Moderate: L4 (~9.2 seconds after warmup).
Slowest: T4 (~18.7 seconds) and T4 Medium (~17.8 seconds).

Latency Breakdown by Phase

The pipeline splits into two main phases: 1. Non-TTS Phase: Transcription, translation to English, response generation, and translation to Kannada. 2. TTS Phase: Text-to-speech synthesis of the Kannada response.
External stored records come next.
PR #282, opened 2023-12-04
More explicit pointer truthiness check

donn:
`magic/database/DBio.c::DBOpenOnly` calls `dbReadOpen(CellDef *, bool, bool, int)` with a pointer for the second argument. While technically valid C, newer compilers (Clang 16) have recently frowned upon implicit pointer-to-int conversion, requiring the flag `-Wno-int-conversion` or else an error is raised.

Given that there is one such instance in the codebase, I think fixing it would be the simplest solution.


RTimothyEdwards (approved):
Looks good to me.

PR #283, opened 2023-12-10
Revamped toolbar

Landflier:
Includes the new toolbar, with all previous functionalities working. Also included is the reorderToolbar script, which is under development.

Below is the breakdown based on the first request, with averages for subsequent requests to account for initialization:

Non-TTS Phase

A100:
Request 1: 1.507 seconds
Average: ~1.5 seconds
L40 S:
Request 1: 1.515 seconds
Average (Requests 2–3): ~1.3 seconds
L4:
Request 1: 1.630 seconds
Average (Requests 2–3): ~1.3 seconds
T4 Medium:
Request 1: 2.078 seconds
Average (Requests 2–3): ~1.8 seconds
T4:
Request 1: 2.189 seconds
Average (Requests 2–3): ~1.9 seconds

TTS Phase

A100:
Request 1: 5.161 seconds
Average: ~5 seconds
L40 S:
Request 1: 5.021 seconds
Average (Requests 2–3): ~3.1 seconds
L4:
Request 1: 10.057 seconds
Average (Requests 2–3): ~8 seconds
T4 Medium:
Request 1: 17.426 seconds
Average (Requests 2–3): ~16 seconds
T4:
Request 1: 18.641 seconds
Average (Requests 2–3): ~17 seconds

Phase Insights

Non-TTS: Quick across GPUs (1.3–2.2 seconds), with L40 S and L4 leading (~1.3 seconds after warmup).
TTS: Major contributor to latency differences:
L40 S excels (~3 seconds after warmup).
A100 steady (~5 seconds).
L4 moderate (~8 seconds).
T4 Medium and T4 lag (~16–17 seconds).

Conclusion

The L40 S GPU offers the lowest latency (~4.4 seconds total, ~3 seconds TTS after warmup), making it ideal for real-time use. The A100 follows closely (~6.5 seconds total, ~5 seconds TTS) with reliable performance. The TTS phase drives most latency variations, especially on slower GPUs like T4 and T4 Medium (~17–18 seconds total), highlighting it as a critical area for optimization.